You didn't blindside her because he had her permission to start a relationship with you. Was it supposed to not include kissing?
I am wondering, did she witness the kissing? That could have triggered her in some way if he kissed you somehow differently, or more, than he kisses her. Which isn't your fault at all, of course, but you do seem to be wondering how this happened.
Regardless, you don't want to be with a man who caves to a groundless veto because his primary throws a tantrum. He may have other partners, but who knows how many other women they have already done this to?
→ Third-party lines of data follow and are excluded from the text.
PR #597, opened 2022-05-12
Optimize puppeteer and remove chrome-aws-lambda dependencies

sywhb:
And block requests to 'font', 'image', 'stylesheet', 'script', 'media' in puppeteer


jacksonh:
One thing I don't understand is if we need stylesheet at all. Like does readability look up the stylesheets to check things like visibility?

sywhb:
> One thing I don't understand is if we need stylesheet at all. Like does readability look up the stylesheets to check things like visibility?

I think it only looks up inline style but I will double check it

sywhb:
@jacksonh Readability does not use stylesheet but puppeteer looks up stylesheet to remove hidden elements so we probably should not block stylesheet

```const style = window.getComputedStyle(el);```

**Comment by sywhb** [comment]
Also removed blocking of `media` requests as some images won't be shown

**Review by jacksonh — APPROVED** [review]

**Comment by jacksonh** [comment]
I think an issue running in the cloud function here 

```
This error originated either by throwing inside of an async function without a catch block, or by rejecting a promise which was not handled with .catch(). The promise rejected with the reason:
Error
2022-05-13T23:17:17.412Zpuppeteer Error: Could not find expected browser (chrome) locally. Run `npm install` to download the correct Chromium revision (982053). at ChromeLauncher.launch (/workspace/node_modules/puppeteer-core/lib/cjs/puppeteer/node/Launcher.js:105:23) at PuppeteerNode.launch (/workspace/node_modules/puppeteer-core/lib/cjs/puppeteer/node/Puppeteer.js:125:31) at PuppeteerExtra.launch (/workspace/node_modules/puppeteer-extra/dist/index.cjs.js:129:41)
Default
2022-05-13T23:17:17.412Zpuppeteer Unhandled rejection
```

sywhb:
> I think an issue running in the cloud function here
> 
> ```
> This error originated either by throwing inside of an async function without a catch block, or by rejecting a promise which was not handled with .catch(). The promise rejected with the reason:
> Error
> 2022-05-13T23:17:17.412Zpuppeteer Error: Could not find expected browser (chrome) locally. Run `npm install` to download the correct Chromium revision (982053). at ChromeLauncher.launch (/workspace/node_modules/puppeteer-core/lib/cjs/puppeteer/node/Launcher.js:105:23) at PuppeteerNode.launch (/workspace/node_modules/puppeteer-core/lib/cjs/puppeteer/node/Puppeteer.js:125:31) at PuppeteerExtra.launch (/workspace/node_modules/puppeteer-extra/dist/index.cjs.js:129:41)
> Default
> 2022-05-13T23:17:17.412Zpuppeteer Unhandled rejection
> ```

Yeah. We still need `chrome-aws-lambda` in cloud function

PR #608, opened 2022-05-12
Remove listnav elements from articles

jacksonh:


packages/readabilityjs/test/generate-testcase.js
```diff
@@ -173,7 +173,7 @@ async function fetchSource(url, callbackFn) {
 }
 
 function sanitizeSource(html, callbackFn) {
-  htmltidy(parseHTML(html).serialize(), {
+  htmltidy(html, {
```
jacksonh, line 176: @sywhb wasn't sure if this is right. It seems like .serialize isn't available here, but i also wasn't sure if parseHTML really needed to be called.

sywhb: You are right! `html` is the HTML string but not a DOM object. @jacksonh

sywhb (approved):
LGTM

PR #613, opened 2022-05-13
Fix UpdateLabelResult undefined

sywhb:


jacksonh (approved):
We should probably add a test case for this one.

PR #620, opened 2022-05-13
Use chrome-aws-lambda in the puppeteer GCF

jacksonh:


sywhb:
Thanks @jacksonh for adding this

jacksonh:
No problem. Kind of annoying that you can't tell which packages work and do not work with GCF

PR #622, opened 2022-05-14
Remove single-process from chromium args

sywhb:


sywhb:
Remove single process[https://www.chromium.org/developers/design-documents/process-models/#single-process] args

jacksonh (approved):

PR #627, opened 2022-05-16
Webview share option

satindar:


jacksonh:
Do we have room to make it "Share Original" ?

satindar:
> Do we have room to make it "Share Original" ?

yeah plenty of room for that. i'll update.

jacksonh (approved):

PR #643, opened 2022-05-17
Simplify the label filter modal, add negation

jacksonh:


jacksonh:
Going to clean this up a little more

satindar (approved):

I was once on the receiving end of a veto when the primary partner got jealous. I had been with him for a year, but we had only recently fallen in love. I was stupid, I hung in there, tried to pacify her, begged him to stick up for me. All I did was prolong the inevitable, getting dumped by him. She was OK with us staying "friends" at least online, and I still loved him, so we tried that. I spent almost a year IMing with him and seeing him for a couple of teary in-person conversations too, and trying to persuade him that he should assert his right to continue the relationship with me. He told me repeatedly that he still cared, and missed me, but he wouldn't do a thing to change the situation, just kept giving me false hope.
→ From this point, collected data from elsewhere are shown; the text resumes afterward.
PR #650, opened 2022-05-18
Fix parsing github blog

sywhb:


jacksonh (commented):
So the blocked resources and the fetching of iframe content were the issue?

packages/puppeteer-parse/index.js
```diff
@@ -790,7 +790,7 @@ async function retrieveHtml(page) {
           }
         }
       });
-      return document.documentElement.innerHTML;
+      return document.documentElement.outerHTML;
```
sywhb, line 793: @jacksonh The change fixed the issue.
With `outerHTML`, we get a <html> element which can be parsed correctly.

Well, that guy was not my friend. He eventually showed his true colors to me not too long ago, he is a petty, judgmental, hypocritical piece of crap, and I was finally able to walk away from him decisively.
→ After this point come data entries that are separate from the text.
PR #269, opened 2026-08-16
fix(remote-signer): add retry to get_public_key() matching sign_message() behavior

### LINKED ISSUE #268: bug: get_public_key() has no retry unlike sign_message() — transient failure at startup hangs validator waiting for manual intervention
## Environment

- arc-node version: v0.7.3 (90d71dc, HEAD of main as of 2026-08-16)
- Affected crate: `arc-remote-signer` (`crates/remote-signer`)
- Signing config: `SigningConfig::Remote` (consensus node configured to use an external gRPC signing service — the HSM/KMS-backed signing path)
- Component: `crates/malachite-app` (`Node::consensus_identity()`)

## Description

`RemoteSignerClient` exposes two RPCs to the remote signing service, but only one is retried.

- `sign_message()` → `sign_message_with_retry()` (`crates/remote-signer/src/client.rs:172-215`) wraps the gRPC call in `backon`'s `RetryableWithContext`, using the configured `RetryConfig` (default: 3 retries, exponential backoff 100ms → 5s).
- `get_public_key()` (`client.rs:127-130`) calls `get_public_key_internal()` (`client.rs:133-170`) exactly once. Any transient failure returns `Err(RemoteSigningError::Status(...))` immediately, with zero retry.

`get_public_key()` is called exactly once, on the consensus startup path, from `Node::consensus_identity()` when `SigningConfig::Remote` is configured:

```rust
// crates/malachite-app/src/node.rs:373-376
let public_key = remote_provider
    .public_key()
    .await
    .wrap_err("Failed to get public key from remote signer")?;
```

`RemoteSigningProvider::public_key()` (`provider.rs:73-108`) is a cache-then-fetch wrapper around `client.get_public_key()` — it does not add its own retry either.

If this single call fails, the error propagates via `?` through `setup_node_identity()` → `start()` → `run()`:

```rust
// crates/malachite-app/src/node.rs:769-781
Err(e) => {
    let startup_error = e.wrap_err("Node failed to start");
    error!("{startup_error:?}");
    error!("Manual intervention required! Waiting for termination signal (SIGTERM)...");
    wait_for_termination().await;
    return Err(startup_error);
}
```

The process does not exit and does not retry — it blocks indefinitely in `wait_for_termination()`. Because the process stays alive, a supervisor watching for exit codes (systemd `Restart=on-failure`, k8s liveness via process exit) will **not** automatically restart it.

This creates an asymmetric reliability profile: consensus signing during steady-state is resilient to transient connectivity blips (3 retries with backoff). Node startup is not.

## Steps to Reproduce

1. Configure a consensus node with `SigningConfig::Remote` pointing at a working remote-signer gRPC endpoint.
2. Arrange for the first `public_key()` gRPC call in `consensus_identity()` to fail — e.g.:
   - Start the node before the remote-signer service has finished initializing, or
   - Briefly block/reset the connection (e.g. `iptables -j REJECT` on the signer port for ~1 request), then let it become reachable again moments later.
3. Observe the node logs.

## Expected Behavior

Given `sign_message()`'s existing retry precedent, `get_public_key()` should retry the same way — a transient failure that resolves within the retry window should not prevent node startup.

## Actual Behavior

error: Failed to get public key from remote signer: ...
error: Node failed to start
error: Manual intervention required! Waiting for termination signal (SIGTERM)...

The node hangs indefinitely, even though the remote signer becomes reachable moments later.

## Impact

For a validator running with a remote signer (the intended production HSM/KMS-backed setup), any transient hiccup between the validator and the remote signer at the exact moment of (re)startup — both restarted together during a deploy, remote signer still initializing, a brief network partition, a load-balancer health-check gap — causes the validator to fail to (re)join consensus and sit idle until an operator manually restarts it.

This is a liveness/availability gap, not a fund-loss or consensus-safety issue. It was evaluated as not meeting the bar for a private HackerOne report and is filed as a public reliability bug per `SECURITY.md`.

## Proposed Fix

Extract a generic `fetch_with_retry()` helper and have both `get_public_key()` and `sign_message()` call it, so `get_public_key()` gets the same `RetryConfig`-driven exponential backoff. A fix is included in the accompanying PR.

pplmaverick:
Fixes #268

Extract a generic `fetch_with_retry()` helper in `client.rs` so
`get_public_key()` gets the same `RetryConfig`-driven exponential
backoff as `sign_message()`. No public API changes, no new error
variants.

Tested:
- `cargo test -p arc-remote-signer --lib` — 9/9 pass
- `cargo clippy -p arc-remote-signer --all-targets -- -D warnings` — clean
- `cargo fmt -p arc-remote-signer --check` — clean


osr21 (commented):

---

Reviewed against `main` at `90d71dc` and against the analysis I posted on #268. The refactor shape is right, but there are two substantive gaps I'd want closed before this merges — one behavioral, one test coverage. Static verification only on my end (no Rust toolchain), so file:line reasoning, not an executed run.

**What's good:**

- `fetch_with_retry()` is the correct generalization: it preserves the exact `RetryableWithContext` + `.context(client)` pattern (so retries reuse the same connection, as your doc comment notes), keeps the attempt-counter/notify wiring identical, and threads `op_name` into the log lines so operators can still tell a pubkey fetch from a signing failure. `sign_message` behavior is bit-for-bit unchanged — same metric bump, same `RetryExhausted` on exhaustion.
- The honest comment that pubkey-fetch retries bump no metric (with `|| {}`) is the right call versus silently reusing `inc_sign_request_retries()` and polluting that counter. A `inc_public_key_retries` counter would be nice but is legitimately separable.
- The doc comment on `get_public_key()` explaining *why* this call needs retry (startup path, stranded node) is exactly the kind of context that prevents future regressions.

**Gap 1 — this retries permanent errors, not just transient ones.** `.retry(config.retry_config)` has no `.when()` predicate, so *every* `RemoteSigningError` is retried — including `InvalidResponse` (wrong key length, `get_public_key_once`'s validation). A signer returning a malformed key is not going to return a well-formed one on attempt 3; retrying it burns the full backoff window to reach the same hard failure and makes the operator-facing log say "retrying" about a condition that can't heal. backon supports this directly:

```rust
.retry(config.retry_config)
.when(|e: &RemoteSigningError| matches!(e, RemoteSigningError::Status(_)))
```

(To be fair: `sign_message_with_retry` on main has the same flaw, so this PR *inherits* rather than introduces it — but the whole point of centralizing into `fetch_with_retry()` is that this is now a one-line fix for both paths instead of two.)

**Gap 2 — no test pins the new behavior.** The existing `retry_behavior` test (client.rs:371) exercises only the signing path. The PR's headline claim — `get_public_key()` now retries — has no regression test, so a future refactor that quietly reverts `get_public_key()` to the single-shot path wouldn't fail CI. The existing test is the template: same unreachable-endpooint setup, assert `Err(RemoteSigningError::RetryExhausted { retries })` comes back from `get_public_key()` instead of the raw `Status`. If you add the `.when()` predicate from Gap 1, a second test asserting `InvalidResponse` is *not* retried (mock returning a short key, assert it fails fast with `InvalidResponse`, not `RetryExhausted`) would pin the boundary from both sides.

**One smaller observation, pre-existing but now more visible:** on exhaustion, the underlying error `e` is only logged (`error!`) and the caller gets `RetryExhausted { retries }` with the cause discarded. For the signing path mid-session that's tolerable; for the startup path this feeds the "Node failed to start / Manual intervention required" report in `node.rs`, where the difference between "connection refused" and "invalid key length" is exactly what the operator needs at 3am. Worth considering `RetryExhausted { retries, source: Box<RemoteSigningError> }` (or `#[source]` via thiserror) — though that touches the public error enum, so it's fair to call it follow-up scope.

Net: direction is right and the helper is well-built; with the `.when()` predicate and a `get_public_key` retry test I'd approve. As-is, the PR fixes the liveness gap from #268 but re-implements the retry-everything policy in a place where it's now trivially fixable.

osr21 (commented):

---

Reviewed `b16a812c` (the amended head). It adopts two of the three points from my review cleanly, but the `.when()` predicate interacts badly with the exhaustion arm in a way that introduces a new mislabeling bug — details below. Still COMMENT rather than approve.

**Adopted correctly:**

1. **Retryability classification** — `RemoteSigningError::is_retryable()` (`error.rs`) matching only `Status`, wired via `.when(RemoteSigningError::is_retryable)`, with a doc comment explaining why `InvalidResponse`/`Configuration` are permanent. This is exactly the shape I suggested, and putting the predicate on the error enum (rather than a closure at the call site) means both paths and any future RPC share one policy definition.

2. **`RetryConfig` as a parameter** — `fetch_with_retry` now takes `retry_config` directly instead of the whole `RemoteSigningConfig`, with the doc comment noting callers stay free to use a different budget. That's the flexibility I argued for on #268 (a startup fetch can justify a more generous budget than mid-session signing).

**New problem the `.when()` introduces:** backon returns a non-retryable error *immediately* — but the exhaustion arm doesn't distinguish that case. When `get_public_key_once` fails with `InvalidResponse` (malformed key), `.when()` correctly fails fast with zero retries… and then the `match` converts it to `Err(RetryExhausted { retries: max_retries })`. The caller — and the `node.rs` startup error report — now sees "retry exhausted after 3 retries" for an error that was never retried and can never heal. That's strictly *more* misleading than the pre-`.when()` behavior, where at least the retries actually happened. The fix is small — preserve non-retryable errors unchanged:

```rust
Err(e) if !e.is_retryable() => Err(e),
Err(e) => {
    error!("Failed to {op_name} after {attempt} retries: {e}");
    Err(RemoteSigningError::RetryExhausted { retries: retry_config.max_retries })
}
```

(Equivalently: `if attempt == 0 && !e.is_retryable()` — but the `is_retryable()` check alone is sufficient and clearer.) This also happens to deliver most of the value of the `RetryExhausted { source }` follow-up I mentioned, for the permanent-error class, without touching the enum.

**Still missing: the tests.** Nothing in this commit pins either behavior. That's now *two* untested claims: (a) `get_public_key()` retries transient failures — the PR's headline; (b) non-retryable errors fail fast — this commit's addition. The second is exactly where the mislabeling bug above lives, which is the argument for the test in concrete form: a test asserting `InvalidResponse` comes back as `InvalidResponse` (not `RetryExhausted`) would have caught it. The existing `retry_behavior` test (client.rs) is the template for (a); for (b), a mock server returning a short key does it.

With the fail-fast arm fixed and those two tests added, this is approve-ready — the architecture is now right and the remaining work is mechanical.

My point is, your guy can't possibly be a good guy either, if he treats people who care about him like disposable garbage. I wish I had figured that out sooner, I would have spared myself a whole lot of pain.
Have you considered telling his other partners what happened to you, do you know them at all? If I was dating this guy, I would sure want to know how my relationship could evaporate on his wife's whim. People like him need a warning label.